中文摘要：

本文介绍了基于托卡马克等离子体被动光谱诊断获得杂质密度的方法。通过被动光谱诊断测量获得杂质线辐射的空间多道弦积分强度分布，利用强度标定系数转换为绝对光亮度分布；通过测量弦与等离子体位形，将弦积分的强度分布反演变换为径向体发射率。根据线辐射强度激发截面求出对应电离态的离子密度，最后采用杂质输运程序模拟计算得出总密度分布。以东方超环（Experimental Advanced Superconducting Tokamak，EAST）托卡马克装置上软x射线．极紫外光谱（Soft X．rayand Extreme Ultraviolet Spectrometers．XEUV）诊断测量到的MoXXIX—MoXXXII为例，描叙了获得Mo杂质密度分布的过程，获得的总误差小于10％。

英文摘要：

Background： Impurity density measurement is very important in tokamak plasma, especially for impurity behavior and transport study. Purpose： This study aims to obtain the impurity density of tokamak plasma by using passive spectroscopy diagnostics.
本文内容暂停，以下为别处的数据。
Issue #12718, opened 2026-09-04
Unreadable WAV duration skips daily STT budget while paid STT still runs


aryanorastar:
## Symptom

On WAV/multipart voice STT routes, when `read_wav_duration_ms` returns `None`, the daily duration budget gate is skipped but paid transcription still runs. Free or under-metered STT spend.

Contrast: the PCM REST path always meters via `compute_pcm_duration_ms` before `try_consume_budget`.

## Evidence (main @ fab60317)

`backend/routers/chat.py` — `/v2/voice-messages` (SSE):

```python
duration_ms = read_wav_duration_ms(first_wav)
if duration_ms is not None:
    allowed, used_ms, remaining_ms = try_consume_budget(uid, duration_ms)
    ...
# then process_voice_message_segment_stream(...) unconditionally
```

`backend/routers/chat.py` — multipart `/v2/voice-message/transcribe`:

```python
if duration_ms is not None:
    total_duration_ms += duration_ms
if total_duration_ms > 0:
    try_consume_budget(...)
# then transcribe every wav_path, including unreadable ones
```

PCM contrast (same file): always `compute_pcm_duration_ms` → `try_consume_budget` before STT.

Hermetic repro (pre-fix): patch `read_wav_duration_ms` → `None`; multipart/`/v2/voice-messages` return 200 and call STT without `try_consume_budget`. Multi-file case charged only readable files while still transcribing the unreadable one.

PR #12719, opened 2026-09-04
fix(backend): fail closed when WAV duration is unreadable for STT budget

aryanorastar:
## What changed and why

When `read_wav_duration_ms` returned `None`, `/v2/voice-messages` and multipart `/v2/voice-message/transcribe` skipped `try_consume_budget` but still ran paid STT (#12718). Reject with typed `invalid_input` (400) before STT so unmeterable audio cannot bypass the daily duration budget. PCM REST already always meters via `compute_pcm_duration_ms`.

none

## How it was verified

```bash
cd backend
echo 'tests/unit/test_desktop_transcribe.py' > /tmp/bug4-tests.txt
BACKEND_UNIT_TEST_FILE_LIST=/tmp/bug4-tests.txt BACKEND_PYTEST_FILE_ISOLATION=0 BACKEND_PYTEST_XDIST=0 \
  bash test.sh -k 'unreadable_duration or multipart_multi_file_budget or budget_exhausted or budget_consumed or octet_stream_budget' -q
# → 69 passed, 5 deselected
```

Pre-fix hermetic proof: with `read_wav_duration_ms` patched to `None`, multipart and `/v2/voice-messages` returned 200 and invoked STT without `try_consume_budget`; multi-file charged only readable files while still transcribing the unreadable one.

## Tests

- `test_multipart_unreadable_duration_rejects_before_stt`
- `test_voice_messages_unreadable_duration_rejects_before_stt`
- `test_multipart_any_unreadable_duration_rejects_before_stt`

## Failure class (fixes)

Failure-Class: new

## Line count

Line-Count-Exception: backend/routers/chat.py | 2130 -> 2137 | Fail-closed unreadable WAV duration checks at both voice STT budget gates.

## Honest gaps

- No live provider / Redis budget integration run (hermetic unit coverage only).

<a href="https://cubic.dev/pr/BasedHardware/omi/pull/12719?utm_source=github" target="_blank" rel="noopener noreferrer" data-no-image-dialog="true"><picture><source media="(prefers-color-scheme: dark)" srcset="https://www.cubic.dev/buttons/review-in-cubic-dark.svg"><source media="(prefers-color-scheme: light)" srcset="https://www.cubic.dev/buttons/review-in-cubic-light.svg">Review in cubic</picture></a>

### DIFF
--- a/.github/failure-classes/FC-unmeterable-audio-skips-stt-budget-gate.json
+++ b/.github/failure-classes/FC-unmeterable-audio-skips-stt-budget-gate.json
@@ -1,0 +1,16 @@
+{
+  "schema_version": 1,
+  "id": "FC-unmeterable-audio-skips-stt-budget-gate",
+  "violated_contract": "Voice STT routes that bill against the rolling daily duration budget must not invoke a paid transcription provider when audio duration cannot be metered. Skipping try_consume_budget when read_wav_duration_ms returns None (or omitting an unreadable file from a multi-file sum) lets paid STT run free; the PCM REST path always meters via compute_pcm_duration_ms and must remain the contrast.",
+  "canonical_prevention": "Before any paid STT call on WAV/multipart/SSE voice routes, require a readable duration for every file that will be transcribed; reject with TranscriptionOutcome.INVALID_INPUT (HTTP 400) when duration is unreadable, then call try_consume_budget with the full metered sum. Pin with hermetic tests that assert STT helpers are not called when duration is None.",
+  "canonical_prevention_artifact": [
+    "backend/tests/unit/test_desktop_transcribe.py"
+  ],
+  "evidence_prs": [],
+  "scope_hints": [
+    "backend/routers/chat.py",
+    "backend/utils/voice_duration_limiter.py",
+    "backend/tests/unit/test_desktop_transcribe.py"
+  ],
+  "status": "open"
+}
--- a/backend/routers/chat.py
+++ b/backend/routers/chat.py
@@ -873,14 +873,18 @@ def create_voice_message_stream(
             )
 
         # Daily budget check (first file only — matches actual DG usage).
-        # A quota rejection is not an STT attempt and therefore is not an
-        # invalid-input or provider-outcome metric.
+        # Unreadable duration must fail closed before paid STT (PCM always meters).
         first_wav = wav_paths[0]
         duration_ms = read_wav_duration_ms(first_wav)
-        if duration_ms is not None:
-            allowed, used_ms, remaining_ms = try_consume_budget(uid, duration_ms)
-            if not allowed:
-                raise HTTPException(status_code=429, detail='Daily transcription budget exhausted')
+        if duration_ms is None:
+            raise TranscriptionFailure(
+                TranscriptionOutcome.INVALID_INPUT,
+                provider=stt_provider,
+                retryable=False,
+            )
+        allowed, used_ms, remaining_ms = try_consume_budget(uid, duration_ms)
+        if not allowed:
+            raise HTTPException(status_code=429, detail='Daily transcription budget exhausted')
     except TranscriptionFailure as failure:
         _record_preparation_failure(failure)
         _cleanup_temp_voice_wavs(paths + wav_paths, uid)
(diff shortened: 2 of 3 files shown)


Git-on-my-level:
Verified — this closes a real unmetered-STT bypass on both WAV routes, and the fix is correct. Thank you @aryanorastar!

What I checked against the head commit:

- `backend/routers/chat.py` (`/v2/voice-messages`): previously `read_wav_duration_ms(first_wav)` returning `None` skipped `try_consume_budget` entirely while the stream still ran paid STT. Now it raises `TranscriptionFailure(INVALID_INPUT, retryable=False)` before any provider call, which maps to HTTP 400 via `_transcription_http_error`, records the prep-failure metric through the existing handler, and keeps the temp-file cleanup. Good use of the existing typed boundary.
- `backend/routers/chat.py` (multipart `/v2/voice-message/transcribe`): the old loop summed only readable files, and the `total_duration_ms > 0` guard meant an all-unreadable upload transcribed with zero metering. Now any `None` in the loop fails closed with `INVALID_INPUT` and the sum is always fully metered; dropping the now-dead `> 0` condition was the right call.
- Scope check: the WS (`/v2/voice-message/transcribe-stream`) and PCM REST paths meter via `compute_pcm_duration_ms`, which is byte-derived and never `None` — so these two sites were the only bypass gates, and the fix covers them all.
- `backend/tests/unit/test_desktop_transcribe.py`: the three new tests pin the right contract — `try_consume_budget` AND the STT helper are both uncalled when duration is `None`, per route, including the multi-file partial case. Rewriting `test_multipart_multi_file_budget_sums_durations` from "None skipped" to an all-readable sum correctly retires the old buggy semantics.
- `.github/failure-classes/FC-unmeterable-audio-skips-stt-budget-gate.json`: matches the registry's schema and the violated-contract/prevention text is accurate to the diff; the `Failure-Class: new` declaration and line-count exception in the PR body check out.

Two behavior notes for maintainers (not blocking):

1. `read_wav_duration_ms` also returns `None` for valid-but-unmeterable audio (PyAV finds neither container nor stream duration, or computes <= 0 — `backend/utils/voice_duration_limiter.py`). Such uploads now get 400 instead of free STT; that's the right fail-closed default for a billing gate, but it is an availability trade-off for legitimately header-less files (same point the cubic review raised — agreed it's intentional here).
2. The SSE route still meters only the first WAV (pre-existing, documented as matching actual Deepgram usage). Fine to leave as a follow-up if multi-file SSE becomes real.

CI is green including the hermetic backend gates. Leaving formal merge sign-off to the maintainers since this changes billing-adjacent budget enforcement (previously-accepted unmeterable uploads now rejected); would be glad to see it land.

---

aryanorastar:
Closing — superseded on `main` by [#12723](https://github.com/BasedHardware/omi/pull/12723) (`e0d970d888`), which fixed #12718 today.

The bug was real and both fixes close it. They differ on what to do with audio whose duration cannot be read, and `main` picked the better answer:

```python
# main (#12723)
budget_duration_ms = duration_ms if duration_ms is not None else MAX_SESSION_DURATION_S * 1000
allowed, used_ms, remaining_ms = try_consume_budget(uid, budget_duration_ms)
```

```python
# this PR
if duration_ms is None:
    raise TranscriptionFailure(TranscriptionOutcome.INVALID_INPUT, provider=stt_provider, retryable=False)
```

Mine refuses the upload. `main` transcribes it and charges the worst case — `MAX_SESSION_DURATION_S`. Both make it impossible to get unmetered STT, which was the actual defect, but only one of them keeps working for the user.

That difference is exactly the objection cubic raised on this PR and I did not act on: `read_wav_duration_ms` returns `None` for valid-but-unmeterable audio too, not just corrupt input — no container duration, no stream duration, or a computed duration `<= 0`, which is ordinary for streamed or truncated webm/mp4 captures. Under this PR those uploads start returning 400 having previously transcribed fine. Under #12723 they still transcribe, and the billing hole is closed by over-charging rather than by rejecting.

Git-on-my-level called my version "the right fail-closed default for a billing gate" while noting the availability trade-off, and I agreed and moved on. Charging the ceiling closes the same hole without spending real users' working uploads to do it — the conservative choice was available on the billing side alone, and I put the cost on availability instead.

Nothing here is worth carrying forward: #12723 covers both routes, and the WS and PCM REST paths were never affected since `compute_pcm_duration_ms` is byte-derived and never returns `None`.

One item from the review that is still open and outlived both PRs: the SSE route meters only the first WAV. That is pre-existing and documented as matching actual Deepgram usage, so it is a follow-up rather than a defect — worth its own issue if multi-file SSE ever becomes real.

Methods： Line emissions of impurity are measured by passive spectroscopy diagnostics, and the chord-integrated brightness profiles are obtained by multiplying the sensitivity calibration coefficients. The radial emissivity profiles corresponding to a certain number of considered magnetic surfaces can be obtained by using the version technique. Then the density profiles of impurity ions can be acquired according to the relationship of emissivity profiles and density profiles of impurity ions. And the total impurity density distribution can be calculated by the simulation of impurity transport code. Results： Experimental results on obtaining of total molybdenum density on experimental advanced superconducting tokamak （EAST） by soft X-ray and extreme ultraviolet spectrometers （XEUV） show the total measureing error is less than 10%. Conclusion： Impurity density can be measured by using spectroscopic method, combining spectroscopy diagnostics and impurity transport code.